LISTED RECORDS START
PR #4930, opened 2016-01-29
SI-9634: Avoiding NullPointerException's when making Options from java.lang values

akauppi:
Introducing `AnyVal` seems to have caused a problem in the use of `java.lang` values, together with `Option`s. The current behaviour is somewhat surprising, and there is really no need for having Options of java basic values. 

This PR handles the normal `Option` and `Some` use cases, converting non-null `java.lang` values to an `Option` of corresponding `AnyVal`. This should be what the user wants, though they might not know it. :)

A further idea could be to ban `Option[java.lang.Long]` and others from existing, at all, but my type programming skills were not up to suggesting how that could be done, without adding complexities.

The bigger explanation of this is naturally in the [SI-9634](https://issues.scala-lang.org/browse/SI-9634) ticket. I hope to get feedback on this - even if the PR were not accepted, for some reason.

### DIFF
--- a/src/library/scala/Option.scala
+++ b/src/library/scala/Option.scala
@@ -24,6 +24,22 @@ object Option {
    */
   def apply[A](x: A): Option[A] = if (x == null) None else Some(x)
 
+  /** Option factories for values received from some Java API. Without this,
+    * nulls can trigger NullPointerException, in some scenarios. Also, convert
+    * to appropriate Scala AnyVals that guarantee the inner value won't be null.
+    *
+    *  @param  x the value (java.lang.xxx)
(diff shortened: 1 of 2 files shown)


jozic:
i would def want to have flexibility  of having Option of java.lang.Long (and friends) and not sure i would like Option `magically` convert my java types to scala types

SethTisue:
Let's discuss the advisability of this over on https://issues.scala-lang.org/browse/SI-9634. If it's agreed to be advisable, then we can use the PR to discuss the implementation.

lrytz:
closing for now, discussion on the ticket is still open

PR #5563, opened 2016-11-29
Don't exclude super calls to trait methods from inlining

lrytz:
In 8020cd6, the inliner was changed to make sure trait methods bodies
are not duplicated into the static super accessors, and from there into
mixin forwarders.

The check for mixin forwarders was too wide. In `def t = super.m`, where
`m` is a trait method annotated `@inline`, we want to inline `m`. Note
that `super.m` is translated to an `invokestatic T.m$`. The current
check incorrectly identifies `t` as a mixin forwarder, and skip
inlining.


lrytz:
Follow-up for #5529. Review by @retronym.

retronym:
LGTM

PR #5566, opened 2016-11-30
Hash table getOrElseUpdate and indexing 2.12 backport [ci: last-only]

l0rinc:
Backported by recommendation from @Ichoran and @retronym: https://github.com/scala/scala/pull/5528#issuecomment-260799361

### DIFF
--- a/src/library/scala/collection/mutable/HashTable.scala
+++ b/src/library/scala/collection/mutable/HashTable.scala
@@ -183,6 +183,7 @@ trait HashTable[A, Entry >: Null <: HashEntry[A, Entry]] extends HashTable.HashU
         table(h) = e.next
         tableSize = tableSize - 1
         nnSizeMapRemove(h)
+        e.next = null
         return e
       } else {
         var e1 = e.next
@@ -194,6 +195,7 @@ trait HashTable[A, Entry >: Null <: HashEntry[A, Entry]] extends HashTable.HashU
           e.next = e1.next
           tableSize = tableSize - 1
           nnSizeMapRemove(h)
+          e1.next = null
           return e1
         }
       }
@@ -227,8 +229,9 @@ trait HashTable[A, Entry >: Null <: HashEntry[A, Entry]] extends HashTable.HashU
     var es        = iterTable(idx)
 
     while (es != null) {
+      val next = es.next // Cache next in case f removes es.
       f(es.asInstanceOf[Entry])
-      es = es.next
+      es = next
 
       while (es == null && idx > 0) {
         idx -= 1
--- a/src/library/scala/collection/mutable/HashTable.scala
+++ b/src/library/scala/collection/mutable/HashTable.scala
@@ -12,7 +12,7 @@ package scala
 package collection
 package mutable
 
-import java.lang.Integer.rotateRight
+import java.lang.Integer.{numberOfLeadingZeros, rotateRight}
 import scala.util.hashing.byteswap32
 
 /** This class can be used to construct data structures that are based
@@ -367,11 +367,7 @@ trait HashTable[A, Entry >: Null <: HashEntry[A, Entry]] extends HashTable.HashU
     * Note: we take the most significant bits of the hashcode, not the lower ones
     * this is of crucial importance when populating the table in parallel
     */
-  protected final def index(hcode: Int): Int = {
-    val ones = table.length - 1
-    val exponent = Integer.numberOfLeadingZeros(ones)
-    (improve(hcode, seedvalue) >>> exponent) & ones
-  }
+  protected final def index(hcode: Int): Int = if (table.length == 1) 0 else improve(hcode, seedvalue) >>> numberOfLeadingZeros(table.length - 1)
 
   protected def initWithContents(c: HashTable.Contents[A, Entry]) = {
     if (c != null) {
--- a/src/library/scala/collection/mutable/HashTable.scala
+++ b/src/library/scala/collection/mutable/HashTable.scala
@@ -411,58 +411,23 @@ private[collection] object HashTable {
 
     protected def elemHashCode(key: KeyType) = key.##
 
-    protected final def improve(hcode: Int, seed: Int) = {
-      /* Murmur hash
-       *  m = 0x5bd1e995
-       *  r = 24
-       *  note: h = seed = 0 in mmix
-       *  mmix(h,k) = k *= m; k ^= k >> r; k *= m; h *= m; h ^= k; */
-      // var k = hcode * 0x5bd1e995
-      // k ^= k >> 24
-      // k *= 0x5bd1e995
-      // k
-
-      /* Another fast multiplicative hash
-       * by Phil Bagwell
-       *
-       * Comment:
-       * Multiplication doesn't affect all the bits in the same way, so we want to
-       * multiply twice, "once from each side".
-       * It would be ideal to reverse all the bits after the first multiplication,
-       * however, this is more costly. We therefore restrict ourselves only to
-       * reversing the bytes before final multiplication. This yields a slightly
-       * worse entropy in the lower 8 bits, but that can be improved by adding:
-       *
-       * `i ^= i >> 6`
-       *
-       * For performance reasons, we avoid this improvement.
-       * */
-      val i= scala.util.hashing.byteswap32(hcode)
-
-      /* Jenkins hash
-       * for range 0-10000, output has the msb set to zero */
-      // var h = hcode + (hcode << 12)
-      // h ^= (h >> 22)
-      // h += (h << 4)
-      // h ^= (h >> 9)
-      // h += (h << 10)
-      // h ^= (h >> 2)
-      // h += (h << 7)
-      // h ^= (h >> 12)
-      // h
-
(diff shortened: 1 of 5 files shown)


src/library/scala/collection/mutable/HashTable.scala
```diff
@@ -408,58 +408,23 @@ private[collection] object HashTable {
...
+      * h = h ^ (h >>> 14)
+      * h = h + (h << 4)
+      * h ^ (h >>> 10)
+      * }}}
+      * the rest of the computation is due to SI-5293
+      */
+    protected final def improve(hcode: Int, seed: Int): Int = {
+      val hash = scala.util.hashing.byteswap32(hcode)
+      val shift = seed & ((1 << 5) - 1)
+      (hash >>> shift) | (hash << (32 - shift))
```
l0rinc: @Ichoran, @retronym, I just noticed this can be changed to `Integer.rotateRight`.

~~Let's not merge it yet, let's see if that's more optimal (should be replaced with a single assembly instruction).~~

l0rinc: Fixed :)

src/library/scala/collection/mutable/HashTable.scala
```diff
@@ -357,14 +360,14 @@ trait HashTable[A, Entry >: Null <: HashEntry[A, Entry]] extends HashTable.HashU
...
+    * Note: we take the most significant bits of the hashcode, not the lower ones
+    * this is of crucial importance when populating the table in parallel
+    */
+  protected final def index(hcode: Int): Int = {
     val ones = table.length - 1
-    val improved = improve(hcode, seedvalue)
-    val shifted = (improved >> (32 - java.lang.Integer.bitCount(ones))) & ones
-    shifted
+    val exponent = Integer.numberOfLeadingZeros(ones)
+    (improve(hcode, seedvalue) >>> exponent) & ones
```
sjrd: Now I realize: since `ones` is of the form `00...0011...11`, I do not think there is any value of `x` for which `(x >>> exponent) & ones` is different from `(x >>> exponent)`. It seems to me that `& ones` is redundant and can be dropped. That's because `& ones` masks off the `exponent` most significant bits of `(x >>> exponent)`, which by construction already has `0`'s in all its `exponent` most significant bits.

l0rinc: I thought about that also (though I thought I still have to zero out the highest bit), but haven't validated my find yet.
Thanks, lemme' recheck :)

sjrd: > though I still have to zero out the highest bit

No, you don't, because `>>>` is a *logical* shift right, so it does not sign-extent.

Unless I completely misunderstood what you're saying here?

l0rinc:
```scala
(Integer.MAX_VALUE >>> 32 & 0) != (Integer.MAX_VALUE >>> 32)
```
i.e. if the length is `1`, `ones` will be `0`, `exponent` will be `32`, which would produce the same shift as `0` (i.e. `123 >>> 32` == `123`) ... other than that (i.e. if `length > 1`) this seems to be true indeed.
Should I simply assert that the `length >= 2` at the beginning?

Edit:
```scala
protected final def index(hcode: Int): Int = {
  assert(table.length >= 2)
  improve(hcode, seedvalue) >>> numberOfLeadingZeros(table.length - 1)
}
```
or simply
```scala
protected final def index(hcode: Int): Int = improve(hcode, seedvalue) >>> numberOfLeadingZeros(table.length - 1)
```
?

sjrd: Very good observation!

But I don't think we need to care. If `length == 1`, we do not care about the quality of hashes by definition, since everything enters the same bucket anyway. So this does not seem to be an issue. It probably deserves a comment, though.

> Should I simply assert that the length >= 2 at the beginning?

No, `assert` would kill all the performance of this performance-sensitive method.

sjrd: Oh I'm not paying enough attention tonight, it seems. This is the `index` method, which *needs* to return `0` for correctness when `length == 1` (assuming that ever happens).

I don't know whether it is reasonable to assume that `length` is never 1. If it is, then we can drop `& ones`. If it isn't, we need to keep the code as it currently is, but then it would probably be a good thing to add a comment that `& ones` is there specifically to handle `length == 1`, in case someone wonders in the future.

src/library/scala/collection/mutable/HashTable.scala
```diff
@@ -361,11 +364,7 @@ trait HashTable[A, Entry >: Null <: HashEntry[A, Entry]] extends HashTable.HashU
     * Note: we take the most significant bits of the hashcode, not the lower ones
     * this is of crucial importance when populating the table in parallel
     */
-  protected final def index(hcode: Int): Int = {
-    val ones = table.length - 1
-    val exponent = Integer.numberOfLeadingZeros(ones)
-    (improve(hcode, seedvalue) >>> exponent) & ones
-  }
+  protected final def index(hcode: Int): Int = if (table.length == 1) 0 else improve(hcode, seedvalue) >>> numberOfLeadingZeros(table.length - 1)
```
l0rinc, line 370: @sjrd, thanks for the comments, is this too awkward?
Branch prediction should eliminate this fork.

sjrd: I don't know. At this point we're past my understanding of JVM performance. I would expect `& ones` (one CPU cycle with operands already loaded in registers so no stalling due to memory) to always be faster than a branch, even if correctly predicted and/or using a conditional move, but I cannot assert that.

retronym: Instruction Level Parallelism can achieve > 1 instruction/clock (IPC), so a predictable branch guarding an operation might in fact be faster than a branchless algorithm with a data dependency.

l0rinc: Thanks @retronym, and also, the JVM can detect that the first branch is never taken and eliminate it completely :)

l0rinc:
@szeiger, what should I do to avoid all these build failures, I can't even check the source of the `combined` :/

szeiger:
@paplorinc `combined` just means that there are earlier commits for which the build failed. I don't think we have a way to selectively rebuild those. Maybe @SethTisue knows more. Do you intend to squash this before merging? (i.o.w. is all of this still a backport or are there new improvements that should be merged forward?) This would trigger a build of the new commits anyway, so the problem should go away. Otherwise we can just ignore the failures.

lrytz:
> selectively rebuild those

You can open the corresponding "validate-main" build on jenkins, log in, and click "Rebuild"

l0rinc:
Thanks @szeiger, squashed it :)
@lrytz, logged in to @scala-jenkins, now I get `404` and can only access it in incognito mode :)

lrytz:
> @lrytz, logged in to @scala-jenkins, now I get 404 and can only access it in incognito mode :)

uh, that's not very nice :) i knew that jenkins control is only [available to a few](https://github.com/scala/scala-jenkins-infra/blob/master/attributes/default.rb#L102), but causing 404 for others is rather unfriendly.. does it help to access https://scala-ci.typesafe.com/logout ?

adriaanm:
After cherry-picking 9a24860 on 2.11.x (which could be good to include in this PR?), and cherry picking 26c87f1 from #5600 onto my local 2.12.x, the diff with 2.12.x is empty for the three files affected by this PR.

l0rinc:
Added 9a24860 to this commit an rebased it.
Not sure I understood the rest, but I've rebased https://github.com/scala/scala/pull/5600 also.

adriaanm:
Great, thanks! My comment was meant to indicate I did a quick check on this PR, making sure that the backport indeed got these files up to date with 2.12.x.

adriaanm:
For your next backport, I'd suggest using git cherry-pick. For this PR, the command would have been `git cherry-pick -x 9a24860 a501444 7952525 bc91223 b67ca7d 26c87f1` (the -x includes the original commit sha in the commit message for future reference)

l0rinc:
You're right @adriaanm, thank you for your suggestion, force pushed it (excluding the benchmark modifications and https://github.com/scala/scala/pull/5600/commits/635b8afd7071620e38af6642a3ebd01f0fef8485).
I squashed it previously as it kept failing.

adriaanm:
Thanks! Also appreciate your patience with that sneaky genLoadIdent bug that's been plaguing the 2.11.x PR queue :-/ We've spent a lot of time chasing it already. I'm sure @retronym will corner it soon.

adriaanm:
Since these are all backports, I'll add the [ci: last-only] marker so that only the last commit needs to pass the CI.

l0rinc:
@SethTisue, thanks for your patience, this build seems to fail again for some weird reason too: https://scala-ci.typesafe.com/job/scala-2.11.x-validate-publish-core/2978/console

adriaanm:
(The weird compiler crash is tracked as https://github.com/scala/scala-dev/issues/251)

adriaanm:
Rebased in #5626

PR #5567, opened 2016-11-30
Changed HashMap.getOrElseUpdate to only calculate the index once

l0rinc:
Special forward port, as requested by https://github.com/scala/scala/pull/5528#issuecomment-260927187


retronym:
Thanks for remembering! I've amended your commit and added it to #5568. Could you please review it in that context?

l0rinc:
Thanks :)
LISTED RECORDS END
DESCRIPTION OF THE TASK:
Where a line in the records above includes the string "getOrElseUpdate", show it.

RESPONSE:
Hash table getOrElseUpdate and indexing 2.12 backport [ci: last-only]
Changed HashMap.getOrElseUpdate to only calculate the index once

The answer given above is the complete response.